Thacker to help build visual guide that connects all species — from tiniest bacteria to tallest tree.

University of Alabama at Birmingham biologist Robert Thacker, Ph.D., is part of an interdisciplinary team developing a digital Tree of Life that will enable scientists to see the relationships between organisms at a glance. The tools will capture data in all areas of comparative biology along multiple evolutionary, space and time scales.

sponge_bob_story“The idea is that we will be able to accelerate science quickly and easily by sharing data and the way it is analyzed. And that will encourage scientists to try new ideas, find new answers and enhance the quality of research in multiple fields of science,” Thacker says.

The project, Arbor: Comparative Analysis Workflows for the Tree of Life, is part of the National Science Foundation’s $13 million Assembling, Visualizing and Analyzing the Tree of Life program, AVAToL. The Arbor team will receive $4 million; $500,000 is dedicated to the work of Thacker, a professor in the UAB Department of Biology, whose focus is symbiosis research in marine invertebrates and sponges.

“Medical researchers are focused on human-microbe symbiosis while agricultural researchers are working on plant-rhizobia symbiosis, but these groups rarely speak to each other about their work — even though they are looking for the same answers,” Thacker says.

Using this tool, scientists will be able to place their research questions into a phylogenetic context and perhaps uncover myriad novel ways to work through a problem. Thacker’s work in sponges of the phylum Porifera, which comprises more than 8,000 species, is only one of the 35 animal phyla and 12 divisions of plants.

“The visualization capacity of Arbor will enable researchers from medicine, public health, agriculture, ecology to genetics to study previously unrecognized evolutionary connections across space and time.”

-Robert Thacker, Ph.D.

“The visualization capacity of Arbor will enable researchers from medicine, public health, agriculture, ecology to genetics to study previously unrecognized evolutionary connections across space and time," Thacker says.

Thacker compares the Arbor setup to cloud computing. Scientific information is stored in multiple places, distributed across the Internet. Arbor will provide users with easier access to online archives, museum records, GenBank, climate databases and more as it becomes available.

“The digital generation of scientists is already sharing information from personal details on Facebook to music on file-sharing sites, so I believe they will buy into this quickly,” Thacker says.
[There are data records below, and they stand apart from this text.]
PR #1307, opened 2014-11-25
Add dialog for testing motion detection.

garvankeeley:
This is accessible through long press on the developer screen title.

### DIFF
--- a/android/src/main/java/org/mozilla/mozstumbler/service/stumblerthread/motiondetection/DetectUnchangingLocation.java
+++ b/android/src/main/java/org/mozilla/mozstumbler/service/stumblerthread/motiondetection/DetectUnchangingLocation.java
@@ -12,6 +12,17 @@ import org.mozilla.mozstumbler.service.AppGlobals;
 import org.mozilla.mozstumbler.service.Prefs;
 import org.mozilla.mozstumbler.service.stumblerthread.scanners.GPSScanner;
 
+// This class is a bit confusing because of 2 checks that need to take place.
+// 1) One check happens when a gps event arrives, to see if the user moved x meters in t seconds.
+// 2) The other is a timeout in case no gps event arrives during time t.
+//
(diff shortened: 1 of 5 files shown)


garvankeeley:
screenshot_2014-11-25-15-22-17

garvankeeley:
@crankycoder ready for your kind perusal.

android/src/main/java/org/mozilla/mozstumbler/service/stumblerthread/motiondetection/DetectUnchangingLocation.java
```diff
@@ -111,11 +134,11 @@ private void scheduleTimeoutCheck() {
         mHandler.postDelayed(mCheckTimeout, mPrefMotionChangeTimeWindowMs + addedDelay);
```
crankycoder, line 134: Just a question so that I don't forget to ask tomorrow. It's not clear to me _why_ we have this addedDelay.  The raw mPrefMotionChangeTimeWindowMs seems like it should be good enough.  There doesn't seem to be any case where we use the raw value that the user has set without adding this additional 2 second padding.

We'll sort this out in IRC tomorrow - I'll codify the reasoning in a test.

garvankeeley, line 134: I'd like to clean this up after we have testing in. I don't like it.

Given a timeout time of _t_ ms, if I postDelayed for _t_ ms, the timeout check happens before _t_ ms (because postDelayed is an approximate delay). The timeout check has a confirmation that _t_ ms has passed (I can't recall why I confirm this, need to ponder more), if not, check again in _t_ ms. If there is no addedDelay, the timeout check has to run twice instead of once to check. This was annoying for debugging, the only negative effect is that the timeout check has to run a second time to see that _t_ has passed.

PR #1308, opened 2014-11-25
Update translations

cascheberg:
Make strings localizable
Update German translations


Djfe:
so you turn on prettytime again since they implemented my pull request? ("Gerade eben" instead of "Vor einem Augenblick")

for the german translations: except the stuff I commented on, r+

cascheberg:
@Djfe Review comments fixed. And no, it's not PrettyTime, it's a custom implementation, see #1199

garvankeeley:
LGTM, thanks!
I have avoided making work for localizers with the strings on the developer screen, as those strings I expect to change/disappear. 

The plan being to introduce new options/experiments on the developer screen, and if they are good enough, move them to settings, or even the metrics screen now that we have some space. Although, I don't see why that would necessarily require the strings to change, so maybe I have no point to make here :).

Issue #1311, opened 2014-11-27
ACRA crash: MapLocationListener.java:124 Network provider not available


garvankeeley:
Acra report:
Java.lang.IllegalArgumentException: provider doesn't exist: network at org.mozilla.mozstumbler.client.mapview.MapLocationListener.enableLocationListener(MapLocationListener.java:124)

cascheberg:
I got this error (reproducibly) when I ran the app in an Android virtual device API level 16. But I don't know if that was logged to the server, and of course I don't know if you got more reports from other people as well.

garvankeeley:
this should be fixed with #1312

PR #1312, opened 2014-11-28
MapLocationListener: wrap requestLocUpdates to catch and ignore exceptions

garvankeeley:
Arguably, one can check if particular location providers are available (instead of catching the exception as I did here). 
This is only useful if the code then takes further useful actions based on this info. We have no interest in handling this case beyond not crashing and putting an error in the log. Why is the network provider unavailable anyway? What is the mojo on the device required to reproduce this? I tried airplane mode, restricting geolocation to GPS only.  Neither triggered this.
Issue #1311


crankycoder:
This looks like something to do with the CM Privacy Guard.

Issue #983, opened 2014-10-10
widget support


Djfe:
widgets should implemented, I think
there are probably lots of people that use them still.

we could show stats

this is similar to #476 but would work on older android versions as well ;)

crankycoder:
Once #1498 lands, this should make homescreen widgets a lot easier to implement.

Widget docs: http://developer.android.com/guide/topics/appwidgets/index.html

PR #1316, opened 2014-11-30
Homescreen widget support

lomash:
This addresses #983 and to some extent #476. 

This commit would allow the addition of a simple widget to the user's home screen that currently displays the number of WiFi access points and cell towers it sees. These text views can be easily modified to display the user's rank on the leader board or the number of reports pending. 

Clicking on the icon toggles the service on and off.

When the service is on

When the service is off

Has been tested on Android 5.0 and Android 2.3.6


crankycoder:
Thanks @lomash !  Do you think you can recreate this patch against the current dev branch?

lomash:
I'm sorry but I'm new to this. What do you mean by that?

crankycoder:
We generally like to see fewer commits rather than more.  We don't really have too many hard rules, but the multiple merges in the commit history make this patch difficult to understand.

I've cleaned up the branch to show you something closer to what we want over here:

https://github.com/crankycoder/MozStumbler/tree/features/1316-recreated

Since your code compiled clean in Travis, I really just wanted 
To clean up that tree, I switched to your branch, then did : 
`git diff dev --binary > /tmp/widget.patch`

That got me a clean diff that I can apply to the dev tree with `git apply /tmp/widget.patch`.

After that I just cleaned up the patch a bit to remove changes that were just whitespace and some translations which look like they got mangled during your merges:

https://github.com/crankycoder/MozStumbler/commit/6471d90cac07814fa795d9f795e8f391f9ebe0a6

If you can - please drop by the irc channel #geo on irc.mozilla.org.  Instructions: https://wiki.mozilla.org/IRC

Now, if you go grab the branch I cleaned up, there's a couple problems I see.

The widget doesn't seem to enforce a minimum size so I get clipping of the widget pretty easily.

2014-12-08_21_31_50_png

So I think we need to do two things here. 

1) Move the numbers so that they appear horizontally.  I'd shrink the logos down for wifi and cell tower.
2) Enforce a minimum and maximum widget height and width so that the widget always looks 'good'.

This is a fantastic start though and a nice alternative to having the full map view for stumbling.

crankycoder:
I think we should probably just turn the icons red like the main map view when the antennas are disabled.  That avoids the problem of translating 'disabled' into N different languages.

lomash:
So, I redid the widget layout. It is now horizontal, the disabled text was removed. Here's how it looks right now.

stumbler_on

stumbler_off

Also, I set minimum heights for the layouts. I was unable to recreate the clipping on my devices. Can you check if this works for you?

https://github.com/lomash/MozStumbler/tree/1316_reworked

crankycoder:
This seems to work for me using the default launcher in Cyanogenmod 11 (Trebuchet) and the Google Now.

On Nova Launcher, I can force resize the widget which seems to break things but I think that's just Nova Launcher being crazy.  

In anycase, I think this is good enough for now.  We can modify the layout and unify the UI look and feel with the notification system later.

Can you merge dev into your branch - the only difference appears to be the AndroidManifest.xml where it's been simplified a bit so that we don't need to do substitution of the application name or version anymore.

lomash:
I'm getting a lot more conflicts than that. Even some with the Polish and Spanish strings.

https://github.com/mozilla/MozStumbler/compare/lomash:1316_reworked...mozilla:dev

crankycoder:
It looks like you're working on the same branch as this current pull request.  I've created a separate branch over at https://github.com/crankycoder/MozStumbler/tree/features/1316-recreated

Do you know how to pull from other branches using git?  If you're not comfortable on the command line, you can try using SourceTree from : http://www.sourcetreeapp.com/

lomash:
I merged it with the current version of dev. 

https://github.com/lomash/mozstumbler/tree/1316_reworked

crankycoder:
Great!  Can you close this pull request and open a new one with your new branch?  I'll check the diff again to see if there's anything outstanding that should be fixed.  @garvankeeley mentioned he'd like to see the number of reports in the widget - can we add that in there?

lomash:
made a new request #1353. I'll try to add that asap but it might still take a few days as I'm busy with my finals atm.

crankycoder:
Hey @lomash - #1498 should land shortly which ought to make widgets easier to implement without causing performance degradation.

I've updated #983 to point to more recent documentation for the developer docs on doing app widgets.

PR #1319, opened 2014-12-02
Fix MapLocationListener pausing GPS

### LINKED ISSUE #1317: 1.5.2 drains the battery by leaving the GPS active after stop stumbling
After upgrading MozStumbler into 1.5.2 in my Nexus One, and after the following steps:
1. Stumble a while.
2. Got home, submit report, press the stop button
3. Leave the application

I was using an external battery, so when I stop stumbling the phone was fully charged.  Next day morning, the battery was ~25% being just inactive.  The power consumption used to be ~11% overnight, not ~%75%.

Then I noticed the GPS was still active, by looking the icon in the notification bar.  After that, I rebooted my phone, I tried running MozStumbler again, stopped it and wait if the GPS became inactive, nothing happened.

In previous versions, every time I pressed the stop button, the GPS icon became inactive after a couple of seconds.

Now, the only way to get the GPS inactive after pressing the stop button is by force closing the application (via "_Manage apps_").

I also see this behavior on my Nexus 5, but because this has better battery, it did not become apparent earlier.

According to the Changelog, from 1.5.0 it should use less battery consumption if one does not move, then MozStumble stop stumbling.  But it turns out that it consume more battery if I don't kill the app explicitly after stop using it (after the screen, the GPS consumes more battery, then the wifi).

It seems to me that a fair compromise would be:
1. If the user does not press the stop button, then try to minimize the stumbling by checking any movement.
2. If the user explicitly press the stop button, then stop using the GPS.

cascheberg:
@garvankeeley This might fix #1317

How to reproduce the bug:
- start using the app
- at any point: do not move so that the scanning is paused
- **make sure that the app is not visible when you start moving and scanning is resumed**
  - e.g. enabled lockscreen (I suppose this happens a lot), use another app, press home button
- after scanning was resumed: stop scanning, press home button

Result:
- GPS is still active

I think what happens here is this:
- hiding app: `MapFragment.onPause` calls `mMapLocationListener.removeListener`
- moving after pause: `MapFragment.showPausedDueToNoMotionMessage(false)` re-enables GPS
- app becomes visible: `MapFragment.onResume` creates a new `MapLocationListener`, the reference to the old `MapLocationListener` with the active GPS is lost

This PR makes sure that `pauseGpsUpdates` does not have any effect after `removeListener` was called.

### DIFF
--- a/android/src/main/java/org/mozilla/mozstumbler/client/mapview/MapLocationListener.java
+++ b/android/src/main/java/org/mozilla/mozstumbler/client/mapview/MapLocationListener.java
@@ -142,6 +142,7 @@ class MapLocationListener  {
         mLocationManager.removeGpsStatusListener(mSatelliteListener);
         enableLocationListener(false, mGpsLocationListener);
         enableLocationListener(false, mNetworkLocationListener);
+        mLocationManager = null;
     }
 
     public void pauseGpsUpdates(boolean isGpsOff) {
--- a/android/src/main/java/org/mozilla/mozstumbler/client/mapview/MapLocationListener.java
+++ b/android/src/main/java/org/mozilla/mozstumbler/client/mapview/MapLocationListener.java
@@ -142,7 +142,6 @@ class MapLocationListener  {
         mLocationManager.removeGpsStatusListener(mSatelliteListener);
         enableLocationListener(false, mGpsLocationListener);
         enableLocationListener(false, mNetworkLocationListener);
-        mLocationManager = null;
     }
 
     public void pauseGpsUpdates(boolean isGpsOff) {
--- a/android/src/main/java/org/mozilla/mozstumbler/client/mapview/MapFragment.java
+++ b/android/src/main/java/org/mozilla/mozstumbler/client/mapview/MapFragment.java
@@ -644,7 +644,10 @@ public final class MapFragment extends android.support.v4.app.Fragment
         Log.d(LOG_TAG, "onPause");
         saveStateToPrefs();
 
-        mMapLocationListener.removeListener();
+        if (mMapLocationListener != null) {
+            mMapLocationListener.removeListener();
+            mMapLocationListener = null;
+        }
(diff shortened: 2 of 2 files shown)


cascheberg:
@garvankeeley I removed one unrelated code change, it's now in #1321. (Previous commit was 8f2aed1.)

The `mLocationManager = null` in `MapLocationListener` alone fixes the bug, and I thought it'd be good to have in case the method will be used somewhere else.
My idea of adding the `mMapLocationListener = null` in `MapFragment` was to make it more obvious that the object is in a kind of unusable state.

android/src/main/java/org/mozilla/mozstumbler/client/mapview/MapLocationListener.java
```diff
@@ -142,6 +142,7 @@ public void removeListener() {
         mLocationManager.removeGpsStatusListener(mSatelliteListener);
         enableLocationListener(false, mGpsLocationListener);
         enableLocationListener(false, mNetworkLocationListener);
+        mLocationManager = null;
```
garvankeeley: In my branch I have mLocationManager as final in this class, so I was planning to merge that. I don't understand setting the location manager to null, is there a reason?

@cascheberg I apologize for being to be so slow with reviews, @crankycoder and I haven't been available much this week. Stumbler does need an update with this fix, and also we need to figure out why certain users are reporting stumbler pausing and not starting.

cascheberg: When this is null, then any following calls to `pauseGpsUpdates` will not have any effect, so the bug is fixed. But the changes in `MapFragment` alone are sufficient to fix the bug, I just felt like this would be less likely to regress because it does not depend on code outside the class.
I can push the updated version later.

cascheberg:
PR updated

garvankeeley:
Thanks!

PR #1321, opened 2014-12-03
Minor improvement regarding enabling GPS in MapLocationListener

cascheberg:
To be improved: you can see the GPS icon blinking once when scanning is paused and the app comes to the foreground (`MapFragment.onResume`).

In `MapLocationListener` there is this code:

```
enableLocationListener(true, mNetworkLocationListener);
enableLocationListener(true, mGpsLocationListener);

if (mapFragment.getApplication().isIsScanningPausedDueToNoMotion()) {
    pauseGpsUpdates(true);
}
```

If scanning is paused, the result of what this does is this:

```
enableLocationListener(true, mNetworkLocationListener);
enableLocationListener(true, mGpsLocationListener);
// then in pauseGpsUpdates:
enableLocationListener(false, mGpsLocationListener);
enableLocationListener(true, mNetworkLocationListener);
```

The updated code in this PR only runs one of the two paths.

### DIFF
--- a/android/src/main/java/org/mozilla/mozstumbler/client/mapview/MapLocationListener.java
+++ b/android/src/main/java/org/mozilla/mozstumbler/client/mapview/MapLocationListener.java
@@ -108,11 +108,11 @@ class MapLocationListener  {
             mMapActivity.get().setUserPositionAt(lastLoc);
         }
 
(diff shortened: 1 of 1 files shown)


garvankeeley:
LGTM!

PR #858, opened 2022-06-24
Fix aesmd booting error after RPM upgrade.

yuguorui:
According to the spec [1], the scriptlet %post of a new package executes
before %preun of the old package.

This will cause the startup.sh of the new package to be executed first,
and then the cleanup.sh of the old package to be executed when
sgx-aesm-service is upgraded, and the user aesmd will be deleted,
which leading aesmd booting error.

Replace %post with %posttrans to make sure the prerequisites for service
aesmd are met.

[1]. https://docs.fedoraproject.org/en-US/packaging-guidelines/Scriptlets/

Signed-off-by: yuguorui <yuguorui@pku.edu.cn>


xiangquanliu (approved):
Looks reasonable

lzha101 (approved):

PR #874, opened 2022-08-23
Fix pthread_self for untrusted threads that Ecall

henrywang8atfbdotcom:
Only threads created inside Enclave have pthread_info_tls.m_pthread set. If some untrusted thread does Ecall and then pthread_self() within Enclave, it will return NULL. This errorneous return value ends up causing thread synchronization errors inside the Enclave.


henrywang8atfbdotcom:
Hi Lili @lzha101,

Do you mind taking a look at this. We've been working with this patch applied for awhile. Let me know if this is good to merge in or if you have any more questions.

lzha101 (approved):
LGTM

The University of California, Berkeley is developing educational modules that can be distributed to schools and science centers across the country as part of the Arbor project. The plan is to create touch-screen, interactive lessons accompanied by age-appropriate activities for middle- and high-school students. Thacker says the goal is to have the educational portion of the Arbor project in Alabama near the end of 2013.

The Arbor project, in addition to Thacker, includes lead investigator Luke Harmon, Ph.D., University of Idaho; Chelsea Specht, Ph.D., UC Berkeley; Jorge Soberon, Ph.D., University of Kansas; Curtis Lisle, CEO of Knowledge Vis; Wes Turner, Technical Leader of Kitware; and Charles Hughes, Ph.D., University of Central Florida.